Bajdy to mała wieś położona między Krosnem a Jasłem. Okolice wyróżniają pagórkowaty krajobraz, rozległe rolnicze tereny i malownicza rzeka Wisłok. W pięknej okolicy mieszkają pani Małgorzata, pan Marcin i ich trzynastoletni syn Damian, którzy codziennie mierzą się z problemami swojego domu.
„Nasz Nowy Dom”. Historia rodziny ze wsi Bajdy
Pani Małgorzata poznała się z mężem przez koleżankę. – Najbardziej spodobało mi się, że jest szczery, wrażliwy i uczuciowy – mówi. – Ona będzie moją dziewczyną całe życie – podkreśla małżonek. Wielkim szczęściem i dumą jest nastoletni syn o wielkiej sportowej pasji.

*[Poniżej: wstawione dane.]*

PR #451, opened 2023-01-29
Fix brute force duplex test

kk7ds:
- Fix setting duplex=split on TK-8160
- Fix can_odd_split flag in FRS-A1 and RB27
- Fix brute force duplex test

### DIFF
--- a/tests/test_brute_force.py
+++ b/tests/test_brute_force.py
@@ -87,8 +87,10 @@ class TestCaseBruteForce(base.DriverTest):
             self.set_and_compare(m)
 
     @base.requires_feature('valid_duplexes')
-    def do_duplex(self):
+    def test_duplex(self):
         m = self.get_mem()
+        if 'duplex' in m.immutable:
+            self.skipTest('Test memory has immutable duplex')
         for duplex in self.rf.valid_duplexes:
             if duplex not in ["", "-", "+", "split"]:
                 continue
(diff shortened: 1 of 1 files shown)


kk7ds:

Cztery lata wcześniej rodzinną sielankę przerwała diagnoza. – Zachorowałam na naczyniaka jamistego. Obecnie czekam na wyniki histopatologiczne. Boję się, że to może być złośliwe, ale staram się nie załamywać – mówi pani Małgorzata. – Dość już tego, tych złych chwil. Nie wytrzymuję tego – wyznaje jej mąż.
Małżeństwo kupiło dom w Bajdach za pieniądze zarobione przez pana Marcina w Niemczech i środki z pożyczki. Ambitne remontowe plany przerwała choroba żony i konieczność opieki nad synem. Mężczyzna przestał jeździć za granicę i wziął na siebie wszystkie domowe obowiązki. Gdy dochody spadły, dokończenie niezbędnych do normalnego funkcjonowania prac stało się niemożliwe.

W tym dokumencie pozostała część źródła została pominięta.